Douglas Murray’s Warning to the Jewish Community
Douglas Murray has written a very nice column on the Paris attacks: “Paris attacks: Leaders in two minds while Europe burns.” He points to the “multiculturalism has failed” statements of Angela Merkel and David Cameron—and that, despite no progress on integrating Muslims, Europe is now doubling down on a failed experiment. He points out that even though terrorism is confined to only very few Muslims, it has substantial support in the British Muslim community—at least 27% in a BBC poll, “with another 10 per cent saying they didn’t know whether they were sympathetic to the attackers or refusing to answer the question.” He is very clear that this is a top-down revolution with ever decreasing popular support.
But, then, almost nothing about the grand schemes of Europe’s political elites has made sense for some time. All are good at talking about how they will tackle problems “over there”. Few if any have any idea what to do about our problems “over here”.
He predicts that
the European public will migrate further and further to the political Right. And in reaction to this the European political class will migrate further and further to the Left. You can already see it. In Sweden one liberal newspaper editor responded to the latest polling triumphs by the until-recently pariah Sweden Democrats party by saying that he would be happy to flood Sweden with Islamic State fighters to punish the Swedish electorate for voting for the Sweden Democrats. That isn’t such an unusual instinct.
Assuming that this editor is an ethnic Swede (although most media in Sweden in Jewish-owned), this proposal is the most extreme version of altruistic punishment against one’s own people that I have ever contemplated. (Altruistic punishment is punishment of violators of a moral norm at cost to oneself; proneness to altruistic punishment to uphold moral norms is a key aspect of Western egalitarian individualism, typified, e.g., by the Puritan moral fervor against slavery that advocated punishing White Southerners on behalf of the freedom of Africans; see here, p. 101ff).
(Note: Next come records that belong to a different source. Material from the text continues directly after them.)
PR #2042, opened 2025-04-03
dekaf: Skip to the correct offset when we get a `Meta` message

jshearer:
**Description:**

We noticed this when the stats for a Dekaf materialization reading from a collection with expired fragments was reporting dramatically higher stats than it should. The problem is that we were accidentally counting the entire missing fragment(s) as data read, instead of correctly resetting our offset tracker to the beginning of the next fragment.

- - -
This change is [Reviewable](https://reviewable.io/reviews/estuary/flow/2042)


jshearer:
Alright, tested and confirmed that this emits the expected stats values now when reading from collections that have missing/expired fragments

jgraettinger (approved):
LGTM

PR #2043, opened 2025-04-03
dekaf: Handle `Suspended` journals in `is_fetch_data_preview`

jshearer:
**Description:**

Even though the existing behavior is doing the right thing, this is currently spamming a bunch of errors in the logs so let's clean it up and handle suspended journals here as well.

**Edit:**

Confirmed that this fixes the logspam

- - -
This change is [Reviewable](https://reviewable.io/reviews/estuary/flow/2043)


psFried (approved):
LGTM

PR #2047, opened 2025-04-04
dekaf: Fix creation of upstream Kafka topics for partitioned journals

jshearer:
**Description:**

We were correctly ensuring that the topics existed upstream, but were failing to create them with the correct number of partitions if the Flow collection had >1 partition.

This both adds logic to fetch and specify the number of partitions when creating topics, it also adds support for increasing the number of partitions if a journal is split while already being read by Dekaf.

**Note:**

<del>This PR also contains a fix for another subtle issue I discovered: log messages emitted immediately before Session closure (such as the log containing the error that caused a Session to crash) didn't seem to be getting delivered. I also hypothesize that some messages could have gotten dropped if multiple were emitted very quickly, but I didn't find evidence of that.

<del>It turns out there was a bug where we were passing the call to `append_logs_to_writer` as one of the futures in a `tokio::select!` call, causing it to get cancelled if another future resolved before it did, such as the message stream closing. This call didn't need to be in the `select` in the first place, so moving it out solved the problem.

Moving to a separate PR

- - -
This change is [Reviewable](https://reviewable.io/reviews/estuary/flow/2047)

### DIFF
--- a/crates/dekaf/src/session.rs
+++ b/crates/dekaf/src/session.rs
@@ -19,6 +19,7 @@ use kafka_protocol::{
     },
     protocol::{buf::ByteBuf, Decodable, Encodable, Message, StrBytes},
 };
+use rustls::crypto::hash::Hash;
 use std::{cmp::max, sync::Arc};
 use std::{
     collections::{hash_map::Entry, HashMap},
@@ -1107,13 +1108,15 @@ impl Session {
         mut req: messages::OffsetCommitRequest,
         header: RequestHeader,
     ) -> anyhow::Result<messages::OffsetCommitResponse> {
-        let collection_partitions = self
-            .fetch_collection_partitions(req.topics.iter().map(|topic| &topic.name))
-            .await?
-            .into_iter()
-            .map(|(topic_name, partitions)| {
-                self.encrypt_topic_name(topic_name)
-                    .map(|encrypted_name| (encrypted_name, partitions))
+        let collections = self
+            .fetch_collections(req.topics.iter().map(|topic| &topic.name))
+            .await?;
+
+        let desired_topic_partitions = collections
+            .iter()
+            .map(|(topic_name, collection)| {
+                self.encrypt_topic_name(topic_name.clone())
+                    .map(|encrypted_name| (encrypted_name, collection.partitions.len()))
             })
             .collect::<Result<Vec<_>, _>>()?;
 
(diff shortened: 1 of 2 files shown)


crates/dekaf/src/session.rs
```diff
@@ -1142,48 +1143,68 @@ impl Session {
...
+                            request_partitions,
+                            collection_partitions
                         ))?
                         .committed_offset;
 
                     metrics::gauge!("dekaf_committed_offset", "group_id"=>req.group_id.to_string(),"journal_name"=>journal_name).set(committed_offset as f64);
                 }
             }
+
+            tracing::info!(topic_name = ?topic.name, partitions = ?topic.partitions, "Committed offset");
```
psFried, line 1207: Would it be helpful to include the actual offsets in this log, maybe just as an array?

crates/dekaf/src/session.rs
```diff
@@ -1103,13 +1104,21 @@ impl Session {
...
     pub async fn offset_commit(
         &mut self,
-        req: messages::OffsetCommitRequest,
+        mut req: messages::OffsetCommitRequest,
         header: RequestHeader,
     ) -> anyhow::Result<messages::OffsetCommitResponse> {
-        let mut mutated_req = req.clone();
-        for topic in &mut mutated_req.topics {
+        let collection_partitions = self
+            .fetch_collection_partitions(req.topics.iter().map(|topic| &topic.name))
```
psFried, line 1111: I noticed that `fetch_collection_partitions` calls `Collection::new`, which is called again on line 1149. And also that `Collection::new` is making a number of API requests. Seems worth trying to avoid the extra requests, if possible.

Also just a nit that you can feel free to ignore, but I personally did not expect a function called `new` to be making network requests. Might be worth renaming and/or refactoring `Collection::new` at some point.

crates/dekaf/src/session.rs
```diff
@@ -1318,6 +1350,30 @@ impl Session {
         }
     }
 
+    async fn fetch_collection_partitions(
```
psFried, line 1353: Now that I'm reading this again, it seems like this function could instead just return the `Collection`s themselves, and let the caller get the number of partitions from them if needed.

williamhbaker (approved):
LGTM

psFried (changes requested):
LGTM % avoiding the extra API calls, if possible.

crates/dekaf/src/session.rs
jshearer: I started out that way and the amount of duplication felt too smelly so I extracted it... but yeah, I think I went a tiny bit too far by throwing away the `Collection`s in favor of their `partitions.len()`. Will update this to return the corresponding Collections

crates/dekaf/src/session.rs
jshearer: I moved the log so it logs per partition -- I don't think this will make logs any noisier, and it's arguably easier to read than parsing an array out of a single log line. Most of the journals have a single partition anyway

crates/dekaf/src/session.rs
jshearer: Refactored this to be `fetch_collections` and then map those into their partition counts etc where it's called

jshearer:
@psFried thanks for the feedback! I believe I addressed it, thoughts? I'll squash the fixup commit before merging, but I left it for easier review

jshearer:
Moving the log stuff to a separate PR

psFried (approved):
LGTM

PR #2152, opened 2025-05-15
dekaf: Forbid selecting null-only locations

### LINKED ISSUE #2082: dekaf: Forbid null-only locations in validation
Downstream systems don't know what to do with null-only locations -- there's no such thing as a "null-typed column" most of the time.

jshearer:
**Description:**

Fixes https://github.com/estuary/flow/issues/2082

- - -
This change is [Reviewable](https://reviewable.io/reviews/estuary/flow/2152)


crates/dekaf/src/connector.rs
```diff
@@ -216,6 +216,16 @@ fn constraint_for_projection(
             r#type: constraint::Type::FieldForbidden.into(),
             reason: "Cannot materialize input data to '_is_deleted' when using CDC deletions mode as it will be generated by Dekaf".to_string(),
         }
+    } else if projection
+        .inference
```
jshearer, line 220: I was a little confused by this being called `inference`, but I'm 95% sure that this field is actually the shape of this location within the collection's effective read schema, at least based on this logic:

https://github.com/estuary/flow/blob/81f5877a64ff2cd5caa34af866fe888f816acb5d/crates/validation/src/collection.rs#L393-L602

mdibaiee: yes this was named inference before we had schema inference as such

mdibaiee (approved):

PR #2153, opened 2025-05-15
dekaf: Update handling for transient errors during session auth handshake

jshearer:
**Description:**

We're still getting complaints about error messages coming from the `DekafError::Unknown` codepath. So instead of bubbling those up, let's try two things:

* First, add a retry with backoff. All of the errors that we've seen here so far are transient, so this should help as long as the client is willing to wait.
* Second, if the error is still present after exhausting the retries, we must disconnect the client. But instead of sending the full error message, we'll just send a generic "Unknown error" code to avoid confusion.

Ideally there'd be some kind of message to send or action we could take that would signal to the consumer that something went wrong but it should retry, but there doesn't appear to be. I tried a bunch of different error codes, as well as just closing the connection immediately.

- - -
This change is [Reviewable](https://reviewable.io/reviews/estuary/flow/2153)

### DIFF
--- a/crates/dekaf/src/session.rs
+++ b/crates/dekaf/src/session.rs
@@ -174,29 +174,43 @@ impl Session {
         let authcid = it.next().context("expected SASL authcid")??;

It is the same instinct that made one female refugee aid worker and her colleagues hush up her recent rape at the hands of some recent arrivals. They feared that mentioning the rape might exacerbate anti-immigrant sentiment in Europe. This instinct fears that Europeans are far-right extremists just waiting to break out, and the sad irony that only by treating them in such a way for such a long time could anyone ever make them so.